> **Required work**: In full and without alteration, print the entries.

Saved entries
PR #118, opened 2023-03-13
Update nested spire to work with extra built in driver/agent

kfox1111:
This pr updates the nested spire work so that a separate deployment
of the chart just for upstream support isn't needed.


charts/spire/values.yaml
```diff
@@ -19,17 +19,38 @@ spire-server:
   controllerManager:
     enabled: true
 
-spire-agent:
+agent-downstream:
```
marcofranssen, line 22: I prefer not to rename this.

charts/spire/values.yaml
```diff
@@ -19,17 +19,38 @@ spire-server:
...
+  clusterName: *clusterName
+  trustDomain: *trustDomain
+
+  socketPath: /run/spire/agent-sockets-upstream/spire-agent.sock
+  serviceAccount:
+    name: spire-agent-upstream
+  healthChecks:
+    port: 9981
+
+driver-downstream:
```
marcofranssen, line 44: Also here I prefer the old name.

charts/spire/values.yaml
```diff
@@ -19,17 +19,38 @@ spire-server:
...
+agent-downstream:
   enabled: true
   nameOverride: agent
   bundleConfigMap: *bundleConfigMap
 
   clusterName: *clusterName
   trustDomain: *trustDomain
 
-spiffe-csi-driver:
+agent-upstream:
```
marcofranssen, line 30:
```suggestion
upstream-spire-agent:
```

charts/spire/values.yaml
```diff
@@ -19,17 +19,38 @@ spire-server:
...
+  socketPath: /run/spire/agent-sockets-upstream/spire-agent.sock
+  serviceAccount:
+    name: spire-agent-upstream
+  healthChecks:
+    port: 9981
+
+driver-downstream:
   enabled: true
 
+driver-upstream:
```
marcofranssen, line 47: upstream-spiffe-csi-driver:

examples/production/values.yaml
```diff
@@ -47,12 +47,12 @@ spire-server:
       seccompProfile:
         type: RuntimeDefault
 
-spiffe-csi-driver:
+driver-downstream:
```
marcofranssen, line 50:
```suggestion
spiffe-csi-driver:
```

examples/production/values.yaml
```diff
@@ -47,12 +47,12 @@ spire-server:
...
   enabled: true
   namespaceOverride: spire-system
   priorityClassName: system-node-critical
 
-spire-agent:
+agent-downstream:
```
marcofranssen, line 55:
```suggestion
spire-agent:
```

charts/spire/Chart.yaml
```diff
@@ -23,11 +23,23 @@ dependencies:
     repository: file://./charts/spire-server
     version: 0.1.0
   - name: spire-agent
-    condition: spire-agent.enabled
+    alias: agent-downstream
+    condition: agent-downstream.enabled
```
marcofranssen, line 27:
```suggestion
    condition: spire-agent.enabled
```

charts/spire/Chart.yaml
```diff
@@ -23,11 +23,23 @@ dependencies:
...
     repository: file://./charts/spire-agent
     version: 0.1.0
+  - name: spire-agent
+    alias: agent-upstream
+    condition: agent-upstream.enabled
+    repository: file://./charts/spire-agent
+    version: 0.1.0
```
marcofranssen, line 34:
```suggestion
  - name: spire-agent
    alias: upstream-spire-agent
    condition: upstream-spire-agent.enabled
    repository: file://./charts/spire-agent
    version: 0.1.0
```

charts/spire/Chart.yaml
```diff
@@ -23,11 +23,23 @@ dependencies:
...
+  - name: spiffe-csi-driver
+    alias: driver-downstream
+    condition: driver-downstream.enabled
```
marcofranssen, line 37:
```suggestion
    condition: spiffe-csi-driver.enabled
```

charts/spire/Chart.yaml
```diff
@@ -23,11 +23,23 @@ dependencies:
...
+    repository: file://./charts/spiffe-csi-driver
+    version: 0.1.0
   - name: spiffe-csi-driver
-    condition: spiffe-csi-driver.enabled
+    alias: driver-upstream
+    condition: driver-upstream.enabled
```
marcofranssen, line 42:
```suggestion
    alias: upstream-spiffe-csi-driver
    condition: upstream-spiffe-csi-driver.enabled
```

marcofranssen (changes requested):
Couple of suggestions on naming. Basically I would not call anything downstream as that suggests it's something outside of the context of this chart install.

Downstream IMHO is inside the context of the current chart install and therefore doesn't require any additional naming.

For upstream it does make sense, I really like this approach.

One question in general? Why using the alias instead of the name? Isn't specifying the name as `upstream-spire-agent` sufficient?

charts/spire/values.yaml
kfox1111: so, there would be agent and agent-upstream?

kfox1111:
> Couple of suggestions on naming. Basically I would not call anything downstream as that suggests it's something outside of the context of this chart install.

kk


> Downstream IMHO is inside the context of the current chart install and therefore doesn't require any additional naming.
> 
> For upstream it does make sense, I really like this approach.
> 
> One question in general? Why using the alias instead of the name? Isn't specifying the name as `upstream-spire-agent` sufficient?

The name is the name of the chart to include. so has to be spire-agent to reuse that chart. alias is what to name it from the perspective of the values file.

kfox1111:
Rebased and flattened.

charts/spire/values.yaml
```diff
@@ -27,9 +27,32 @@ spire-agent:
...
+  bundleConfigMap: spire-bundle-upstream
+
+  clusterName: *clusterName
+  trustDomain: *trustDomain
+
+  socketPath: /run/spire/agent-sockets-upstream/spire-agent.sock
+  serviceAccount:
+    name: spire-agent-upstream
+  healthChecks:
+    port: 9981
```
marcofranssen, line 45:
```suggestion
upstream:
  # -- enable upstream csi driver and agent for use with nested spire.
  enabled: false

  spire-agent:
    nameOverride: agent-upstream
    bundleConfigMap: spire-bundle-upstream

    clusterName: *clusterName
    trustDomain: *trustDomain

    socketPath: /run/spire/agent-sockets-upstream/spire-agent.sock
    serviceAccount:
      name: spire-agent-upstream
    healthChecks:
      port: 9981

  spiffe-csi-driver:
    pluginName: upstream.csi.spiffe.io
    agentSocketPath: /run/spire/agent-sockets-upstream/spire-agent.sock
    healthChecks:
      port: 9810
```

> **Answer to this task**:
PR #118, opened 2023-03-13
Update nested spire to work with extra built in driver/agent

kfox1111:
This pr updates the nested spire work so that a separate deployment
of the chart just for upstream support isn't needed.


charts/spire/values.yaml
```diff
@@ -19,17 +19,38 @@ spire-server:
   controllerManager:
     enabled: true
 
-spire-agent:
+agent-downstream:
```
marcofranssen, line 22: I prefer not to rename this.

charts/spire/values.yaml
```diff
@@ -19,17 +19,38 @@ spire-server:
...
+  clusterName: *clusterName
+  trustDomain: *trustDomain
+
+  socketPath: /run/spire/agent-sockets-upstream/spire-agent.sock
+  serviceAccount:
+    name: spire-agent-upstream
+  healthChecks:
+    port: 9981
+
+driver-downstream:
```
marcofranssen, line 44: Also here I prefer the old name.

charts/spire/values.yaml
```diff
@@ -19,17 +19,38 @@ spire-server:
...
+agent-downstream:
   enabled: true
   nameOverride: agent
   bundleConfigMap: *bundleConfigMap
 
   clusterName: *clusterName
   trustDomain: *trustDomain
 
-spiffe-csi-driver:
+agent-upstream:
```
marcofranssen, line 30:
```suggestion
upstream-spire-agent:
```

charts/spire/values.yaml
```diff
@@ -19,17 +19,38 @@ spire-server:
...
+  socketPath: /run/spire/agent-sockets-upstream/spire-agent.sock
+  serviceAccount:
+    name: spire-agent-upstream
+  healthChecks:
+    port: 9981
+
+driver-downstream:
   enabled: true
 
+driver-upstream:
```
marcofranssen, line 47: upstream-spiffe-csi-driver:

examples/production/values.yaml
```diff
@@ -47,12 +47,12 @@ spire-server:
       seccompProfile:
         type: RuntimeDefault
 
-spiffe-csi-driver:
+driver-downstream:
```
marcofranssen, line 50:
```suggestion
spiffe-csi-driver:
```

examples/production/values.yaml
```diff
@@ -47,12 +47,12 @@ spire-server:
...
   enabled: true
   namespaceOverride: spire-system
   priorityClassName: system-node-critical
 
-spire-agent:
+agent-downstream:
```
marcofranssen, line 55:
```suggestion
spire-agent:
```

charts/spire/Chart.yaml
```diff
@@ -23,11 +23,23 @@ dependencies:
     repository: file://./charts/spire-server
     version: 0.1.0
   - name: spire-agent
-    condition: spire-agent.enabled
+    alias: agent-downstream
+    condition: agent-downstream.enabled
```
marcofranssen, line 27:
```suggestion
    condition: spire-agent.enabled
```

charts/spire/Chart.yaml
```diff
@@ -23,11 +23,23 @@ dependencies:
...
     repository: file://./charts/spire-agent
     version: 0.1.0
+  - name: spire-agent
+    alias: agent-upstream
+    condition: agent-upstream.enabled
+    repository: file://./charts/spire-agent
+    version: 0.1.0
```
marcofranssen, line 34:
```suggestion
  - name: spire-agent
    alias: upstream-spire-agent
    condition: upstream-spire-agent.enabled
    repository: file://./charts/spire-agent
    version: 0.1.0
```

charts/spire/Chart.yaml
```diff
@@ -23,11 +23,23 @@ dependencies:
...
+  - name: spiffe-csi-driver
+    alias: driver-downstream
+    condition: driver-downstream.enabled
```
marcofranssen, line 37:
```suggestion
    condition: spiffe-csi-driver.enabled
```

charts/spire/Chart.yaml
```diff
@@ -23,11 +23,23 @@ dependencies:
...
+    repository: file://./charts/spiffe-csi-driver
+    version: 0.1.0
   - name: spiffe-csi-driver
-    condition: spiffe-csi-driver.enabled
+    alias: driver-upstream
+    condition: driver-upstream.enabled
```
marcofranssen, line 42:
```suggestion
    alias: upstream-spiffe-csi-driver
    condition: upstream-spiffe-csi-driver.enabled
```

marcofranssen (changes requested):
Couple of suggestions on naming. Basically I would not call anything downstream as that suggests it's something outside of the context of this chart install.

Downstream IMHO is inside the context of the current chart install and therefore doesn't require any additional naming.

For upstream it does make sense, I really like this approach.

One question in general? Why using the alias instead of the name? Isn't specifying the name as `upstream-spire-agent` sufficient?

charts/spire/values.yaml
kfox1111: so, there would be agent and agent-upstream?

kfox1111:
> Couple of suggestions on naming. Basically I would not call anything downstream as that suggests it's something outside of the context of this chart install.

kk


> Downstream IMHO is inside the context of the current chart install and therefore doesn't require any additional naming.
> 
> For upstream it does make sense, I really like this approach.
> 
> One question in general? Why using the alias instead of the name? Isn't specifying the name as `upstream-spire-agent` sufficient?

The name is the name of the chart to include. so has to be spire-agent to reuse that chart. alias is what to name it from the perspective of the values file.

kfox1111:
Rebased and flattened.

charts/spire/values.yaml
```diff
@@ -27,9 +27,32 @@ spire-agent:
...
+  bundleConfigMap: spire-bundle-upstream
+
+  clusterName: *clusterName
+  trustDomain: *trustDomain
+
+  socketPath: /run/spire/agent-sockets-upstream/spire-agent.sock
+  serviceAccount:
+    name: spire-agent-upstream
+  healthChecks:
+    port: 9981
```
marcofranssen, line 45:
```suggestion
upstream:
  # -- enable upstream csi driver and agent for use with nested spire.
  enabled: false

  spire-agent:
    nameOverride: agent-upstream
    bundleConfigMap: spire-bundle-upstream

    clusterName: *clusterName
    trustDomain: *trustDomain

    socketPath: /run/spire/agent-sockets-upstream/spire-agent.sock
    serviceAccount:
      name: spire-agent-upstream
    healthChecks:
      port: 9981

  spiffe-csi-driver:
    pluginName: upstream.csi.spiffe.io
    agentSocketPath: /run/spire/agent-sockets-upstream/spire-agent.sock
    healthChecks:
      port: 9810
```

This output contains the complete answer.